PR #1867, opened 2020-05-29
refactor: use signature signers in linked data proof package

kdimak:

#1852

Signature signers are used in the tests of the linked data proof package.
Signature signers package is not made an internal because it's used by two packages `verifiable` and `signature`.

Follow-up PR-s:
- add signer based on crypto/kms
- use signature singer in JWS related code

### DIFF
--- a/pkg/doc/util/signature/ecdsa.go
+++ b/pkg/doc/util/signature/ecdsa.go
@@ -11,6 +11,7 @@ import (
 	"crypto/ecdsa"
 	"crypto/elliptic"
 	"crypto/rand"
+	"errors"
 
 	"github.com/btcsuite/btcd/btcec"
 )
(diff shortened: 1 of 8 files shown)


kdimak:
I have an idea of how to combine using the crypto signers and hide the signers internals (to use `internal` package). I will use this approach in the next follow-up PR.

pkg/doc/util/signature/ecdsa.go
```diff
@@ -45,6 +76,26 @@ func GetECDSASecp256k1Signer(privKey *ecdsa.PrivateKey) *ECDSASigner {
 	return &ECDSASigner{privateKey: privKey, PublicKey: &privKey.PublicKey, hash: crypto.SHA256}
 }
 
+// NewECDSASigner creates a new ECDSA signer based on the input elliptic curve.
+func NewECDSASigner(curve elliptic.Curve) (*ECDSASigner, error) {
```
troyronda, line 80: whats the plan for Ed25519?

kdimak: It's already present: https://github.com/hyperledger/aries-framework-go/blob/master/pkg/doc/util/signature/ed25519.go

- EXERCISE BRIEF -
Give the data again, exactly as it stands.

- OUTPUT OF THE EXERCISE -
PR #1867, opened 2020-05-29
refactor: use signature signers in linked data proof package

kdimak:

#1852

Signature signers are used in the tests of the linked data proof package.
Signature signers package is not made an internal because it's used by two packages `verifiable` and `signature`.

Follow-up PR-s:
- add signer based on crypto/kms
- use signature singer in JWS related code

### DIFF
--- a/pkg/doc/util/signature/ecdsa.go
+++ b/pkg/doc/util/signature/ecdsa.go
@@ -11,6 +11,7 @@ import (
 	"crypto/ecdsa"
 	"crypto/elliptic"
 	"crypto/rand"
+	"errors"
 
 	"github.com/btcsuite/btcd/btcec"
 )
(diff shortened: 1 of 8 files shown)


kdimak:
I have an idea of how to combine using the crypto signers and hide the signers internals (to use `internal` package). I will use this approach in the next follow-up PR.

pkg/doc/util/signature/ecdsa.go
```diff
@@ -45,6 +76,26 @@ func GetECDSASecp256k1Signer(privKey *ecdsa.PrivateKey) *ECDSASigner {
 	return &ECDSASigner{privateKey: privKey, PublicKey: &privKey.PublicKey, hash: crypto.SHA256}
 }
 
+// NewECDSASigner creates a new ECDSA signer based on the input elliptic curve.
+func NewECDSASigner(curve elliptic.Curve) (*ECDSASigner, error) {
```
troyronda, line 80: whats the plan for Ed25519?

kdimak: It's already present: https://github.com/hyperledger/aries-framework-go/blob/master/pkg/doc/util/signature/ed25519.go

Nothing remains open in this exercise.